» Work task
Give back every entry below, unchanged.

» Data supplied
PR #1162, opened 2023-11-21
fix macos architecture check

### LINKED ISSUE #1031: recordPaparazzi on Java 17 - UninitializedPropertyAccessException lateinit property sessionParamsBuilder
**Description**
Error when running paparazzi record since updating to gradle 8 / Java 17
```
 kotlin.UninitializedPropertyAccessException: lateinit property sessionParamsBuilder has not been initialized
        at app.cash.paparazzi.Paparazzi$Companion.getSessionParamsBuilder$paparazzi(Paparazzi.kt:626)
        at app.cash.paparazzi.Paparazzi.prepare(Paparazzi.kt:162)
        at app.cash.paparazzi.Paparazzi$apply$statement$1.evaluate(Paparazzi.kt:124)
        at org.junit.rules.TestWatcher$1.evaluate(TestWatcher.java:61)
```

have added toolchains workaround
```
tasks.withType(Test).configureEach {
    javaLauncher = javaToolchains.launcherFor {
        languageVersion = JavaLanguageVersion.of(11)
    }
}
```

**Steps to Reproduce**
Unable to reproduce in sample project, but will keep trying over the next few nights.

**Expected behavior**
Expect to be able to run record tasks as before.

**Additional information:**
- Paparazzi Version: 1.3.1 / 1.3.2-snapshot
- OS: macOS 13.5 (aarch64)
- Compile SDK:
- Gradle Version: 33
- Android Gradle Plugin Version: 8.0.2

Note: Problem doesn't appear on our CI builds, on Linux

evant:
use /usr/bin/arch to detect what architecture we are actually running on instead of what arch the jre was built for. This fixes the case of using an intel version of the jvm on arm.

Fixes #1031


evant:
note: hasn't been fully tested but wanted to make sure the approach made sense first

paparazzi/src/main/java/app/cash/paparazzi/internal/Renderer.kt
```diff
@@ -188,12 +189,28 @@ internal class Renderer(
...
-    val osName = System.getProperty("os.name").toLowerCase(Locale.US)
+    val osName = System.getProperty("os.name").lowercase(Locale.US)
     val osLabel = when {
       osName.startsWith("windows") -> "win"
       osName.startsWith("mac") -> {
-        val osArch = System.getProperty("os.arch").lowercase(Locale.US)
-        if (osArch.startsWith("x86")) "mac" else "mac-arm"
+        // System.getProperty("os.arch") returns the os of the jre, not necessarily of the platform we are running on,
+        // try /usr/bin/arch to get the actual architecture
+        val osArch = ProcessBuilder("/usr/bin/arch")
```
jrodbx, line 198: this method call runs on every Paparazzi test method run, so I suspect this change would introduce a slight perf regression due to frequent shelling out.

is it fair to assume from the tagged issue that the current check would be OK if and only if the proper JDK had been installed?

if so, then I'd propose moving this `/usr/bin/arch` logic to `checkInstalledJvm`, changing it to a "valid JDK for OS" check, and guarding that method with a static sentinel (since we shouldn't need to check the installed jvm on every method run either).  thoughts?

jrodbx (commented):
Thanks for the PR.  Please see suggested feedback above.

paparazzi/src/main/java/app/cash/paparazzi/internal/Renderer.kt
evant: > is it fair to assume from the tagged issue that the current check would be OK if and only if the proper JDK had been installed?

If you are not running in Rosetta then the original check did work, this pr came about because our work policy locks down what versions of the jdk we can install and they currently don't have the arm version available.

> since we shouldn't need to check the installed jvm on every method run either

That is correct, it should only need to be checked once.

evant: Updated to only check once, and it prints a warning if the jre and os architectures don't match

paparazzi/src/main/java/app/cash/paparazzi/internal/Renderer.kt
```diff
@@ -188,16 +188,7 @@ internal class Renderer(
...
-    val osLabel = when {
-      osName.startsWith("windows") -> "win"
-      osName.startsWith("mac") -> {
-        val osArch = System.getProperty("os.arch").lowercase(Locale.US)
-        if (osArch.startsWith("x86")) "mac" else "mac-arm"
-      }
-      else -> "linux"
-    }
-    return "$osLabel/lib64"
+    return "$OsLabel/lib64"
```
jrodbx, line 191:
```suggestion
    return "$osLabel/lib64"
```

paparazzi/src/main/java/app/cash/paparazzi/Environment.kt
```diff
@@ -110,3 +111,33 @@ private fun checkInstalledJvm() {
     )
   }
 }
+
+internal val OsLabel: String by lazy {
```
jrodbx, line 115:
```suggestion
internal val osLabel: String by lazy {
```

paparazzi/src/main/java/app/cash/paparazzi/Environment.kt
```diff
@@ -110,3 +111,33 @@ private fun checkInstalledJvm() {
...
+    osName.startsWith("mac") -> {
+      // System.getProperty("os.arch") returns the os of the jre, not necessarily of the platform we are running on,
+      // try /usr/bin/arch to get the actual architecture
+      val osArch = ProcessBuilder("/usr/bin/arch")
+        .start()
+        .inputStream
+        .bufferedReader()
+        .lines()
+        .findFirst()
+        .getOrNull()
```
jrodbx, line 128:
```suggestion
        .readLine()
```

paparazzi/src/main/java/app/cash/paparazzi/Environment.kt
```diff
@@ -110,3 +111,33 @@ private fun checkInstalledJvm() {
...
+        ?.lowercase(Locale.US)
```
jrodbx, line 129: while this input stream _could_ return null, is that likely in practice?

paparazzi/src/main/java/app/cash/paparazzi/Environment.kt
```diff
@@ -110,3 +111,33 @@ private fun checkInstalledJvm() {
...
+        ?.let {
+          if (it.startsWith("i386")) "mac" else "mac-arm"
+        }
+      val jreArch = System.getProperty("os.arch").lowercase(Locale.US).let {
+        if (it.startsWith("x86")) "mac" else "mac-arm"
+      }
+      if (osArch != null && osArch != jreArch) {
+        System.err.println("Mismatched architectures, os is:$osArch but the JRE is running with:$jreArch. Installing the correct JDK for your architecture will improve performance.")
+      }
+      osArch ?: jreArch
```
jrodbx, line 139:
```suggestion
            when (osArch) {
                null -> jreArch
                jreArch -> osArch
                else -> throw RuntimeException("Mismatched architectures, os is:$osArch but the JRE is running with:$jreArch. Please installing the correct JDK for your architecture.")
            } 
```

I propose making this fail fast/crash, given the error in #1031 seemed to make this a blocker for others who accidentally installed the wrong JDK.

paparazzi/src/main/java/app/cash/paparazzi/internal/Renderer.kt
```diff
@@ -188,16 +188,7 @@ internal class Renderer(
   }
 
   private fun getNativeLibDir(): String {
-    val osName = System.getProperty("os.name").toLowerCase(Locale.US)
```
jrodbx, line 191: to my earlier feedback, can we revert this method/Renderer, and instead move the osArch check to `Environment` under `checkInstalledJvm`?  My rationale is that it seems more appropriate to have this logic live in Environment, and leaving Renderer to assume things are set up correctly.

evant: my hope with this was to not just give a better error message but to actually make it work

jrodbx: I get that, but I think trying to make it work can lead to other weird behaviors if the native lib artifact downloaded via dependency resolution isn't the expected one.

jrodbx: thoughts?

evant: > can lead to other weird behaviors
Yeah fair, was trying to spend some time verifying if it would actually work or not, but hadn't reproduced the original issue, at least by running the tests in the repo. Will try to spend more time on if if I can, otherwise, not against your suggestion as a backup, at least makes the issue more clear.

» Answer to this task
PR #1162, opened 2023-11-21
fix macos architecture check

### LINKED ISSUE #1031: recordPaparazzi on Java 17 - UninitializedPropertyAccessException lateinit property sessionParamsBuilder
**Description**
Error when running paparazzi record since updating to gradle 8 / Java 17
```
 kotlin.UninitializedPropertyAccessException: lateinit property sessionParamsBuilder has not been initialized
        at app.cash.paparazzi.Paparazzi$Companion.getSessionParamsBuilder$paparazzi(Paparazzi.kt:626)
        at app.cash.paparazzi.Paparazzi.prepare(Paparazzi.kt:162)
        at app.cash.paparazzi.Paparazzi$apply$statement$1.evaluate(Paparazzi.kt:124)
        at org.junit.rules.TestWatcher$1.evaluate(TestWatcher.java:61)
```

have added toolchains workaround
```
tasks.withType(Test).configureEach {
    javaLauncher = javaToolchains.launcherFor {
        languageVersion = JavaLanguageVersion.of(11)
    }
}
```

**Steps to Reproduce**
Unable to reproduce in sample project, but will keep trying over the next few nights.

**Expected behavior**
Expect to be able to run record tasks as before.

**Additional information:**
- Paparazzi Version: 1.3.1 / 1.3.2-snapshot
- OS: macOS 13.5 (aarch64)
- Compile SDK:
- Gradle Version: 33
- Android Gradle Plugin Version: 8.0.2

Note: Problem doesn't appear on our CI builds, on Linux

evant:
use /usr/bin/arch to detect what architecture we are actually running on instead of what arch the jre was built for. This fixes the case of using an intel version of the jvm on arm.

Fixes #1031


evant:
note: hasn't been fully tested but wanted to make sure the approach made sense first

paparazzi/src/main/java/app/cash/paparazzi/internal/Renderer.kt
```diff
@@ -188,12 +189,28 @@ internal class Renderer(
...
-    val osName = System.getProperty("os.name").toLowerCase(Locale.US)
+    val osName = System.getProperty("os.name").lowercase(Locale.US)
     val osLabel = when {
       osName.startsWith("windows") -> "win"
       osName.startsWith("mac") -> {
-        val osArch = System.getProperty("os.arch").lowercase(Locale.US)
-        if (osArch.startsWith("x86")) "mac" else "mac-arm"
+        // System.getProperty("os.arch") returns the os of the jre, not necessarily of the platform we are running on,
+        // try /usr/bin/arch to get the actual architecture
+        val osArch = ProcessBuilder("/usr/bin/arch")
```
jrodbx, line 198: this method call runs on every Paparazzi test method run, so I suspect this change would introduce a slight perf regression due to frequent shelling out.

is it fair to assume from the tagged issue that the current check would be OK if and only if the proper JDK had been installed?

if so, then I'd propose moving this `/usr/bin/arch` logic to `checkInstalledJvm`, changing it to a "valid JDK for OS" check, and guarding that method with a static sentinel (since we shouldn't need to check the installed jvm on every method run either).  thoughts?

jrodbx (commented):
Thanks for the PR.  Please see suggested feedback above.

paparazzi/src/main/java/app/cash/paparazzi/internal/Renderer.kt
evant: > is it fair to assume from the tagged issue that the current check would be OK if and only if the proper JDK had been installed?

If you are not running in Rosetta then the original check did work, this pr came about because our work policy locks down what versions of the jdk we can install and they currently don't have the arm version available.

> since we shouldn't need to check the installed jvm on every method run either

That is correct, it should only need to be checked once.

evant: Updated to only check once, and it prints a warning if the jre and os architectures don't match

paparazzi/src/main/java/app/cash/paparazzi/internal/Renderer.kt
```diff
@@ -188,16 +188,7 @@ internal class Renderer(
...
-    val osLabel = when {
-      osName.startsWith("windows") -> "win"
-      osName.startsWith("mac") -> {
-        val osArch = System.getProperty("os.arch").lowercase(Locale.US)
-        if (osArch.startsWith("x86")) "mac" else "mac-arm"
-      }
-      else -> "linux"
-    }
-    return "$osLabel/lib64"
+    return "$OsLabel/lib64"
```
jrodbx, line 191:
```suggestion
    return "$osLabel/lib64"
```

paparazzi/src/main/java/app/cash/paparazzi/Environment.kt
```diff
@@ -110,3 +111,33 @@ private fun checkInstalledJvm() {
     )
   }
 }
+
+internal val OsLabel: String by lazy {
```
jrodbx, line 115:
```suggestion
internal val osLabel: String by lazy {
```

paparazzi/src/main/java/app/cash/paparazzi/Environment.kt
```diff
@@ -110,3 +111,33 @@ private fun checkInstalledJvm() {
...
+    osName.startsWith("mac") -> {
+      // System.getProperty("os.arch") returns the os of the jre, not necessarily of the platform we are running on,
+      // try /usr/bin/arch to get the actual architecture
+      val osArch = ProcessBuilder("/usr/bin/arch")
+        .start()
+        .inputStream
+        .bufferedReader()
+        .lines()
+        .findFirst()
+        .getOrNull()
```
jrodbx, line 128:
```suggestion
        .readLine()
```

paparazzi/src/main/java/app/cash/paparazzi/Environment.kt
```diff
@@ -110,3 +111,33 @@ private fun checkInstalledJvm() {
...
+        ?.lowercase(Locale.US)
```
jrodbx, line 129: while this input stream _could_ return null, is that likely in practice?

paparazzi/src/main/java/app/cash/paparazzi/Environment.kt
```diff
@@ -110,3 +111,33 @@ private fun checkInstalledJvm() {
...
+        ?.let {
+          if (it.startsWith("i386")) "mac" else "mac-arm"
+        }
+      val jreArch = System.getProperty("os.arch").lowercase(Locale.US).let {
+        if (it.startsWith("x86")) "mac" else "mac-arm"
+      }
+      if (osArch != null && osArch != jreArch) {
+        System.err.println("Mismatched architectures, os is:$osArch but the JRE is running with:$jreArch. Installing the correct JDK for your architecture will improve performance.")
+      }
+      osArch ?: jreArch
```
jrodbx, line 139:
```suggestion
            when (osArch) {
                null -> jreArch
                jreArch -> osArch
                else -> throw RuntimeException("Mismatched architectures, os is:$osArch but the JRE is running with:$jreArch. Please installing the correct JDK for your architecture.")
            } 
```

I propose making this fail fast/crash, given the error in #1031 seemed to make this a blocker for others who accidentally installed the wrong JDK.

paparazzi/src/main/java/app/cash/paparazzi/internal/Renderer.kt
```diff
@@ -188,16 +188,7 @@ internal class Renderer(
   }
 
   private fun getNativeLibDir(): String {
-    val osName = System.getProperty("os.name").toLowerCase(Locale.US)
```
jrodbx, line 191: to my earlier feedback, can we revert this method/Renderer, and instead move the osArch check to `Environment` under `checkInstalledJvm`?  My rationale is that it seems more appropriate to have this logic live in Environment, and leaving Renderer to assume things are set up correctly.

evant: my hope with this was to not just give a better error message but to actually make it work

jrodbx: I get that, but I think trying to make it work can lead to other weird behaviors if the native lib artifact downloaded via dependency resolution isn't the expected one.

jrodbx: thoughts?

evant: > can lead to other weird behaviors
Yeah fair, was trying to spend some time verifying if it would actually work or not, but hadn't reproduced the original issue, at least by running the tests in the repo. Will try to spend more time on if if I can, otherwise, not against your suggestion as a backup, at least makes the issue more clear.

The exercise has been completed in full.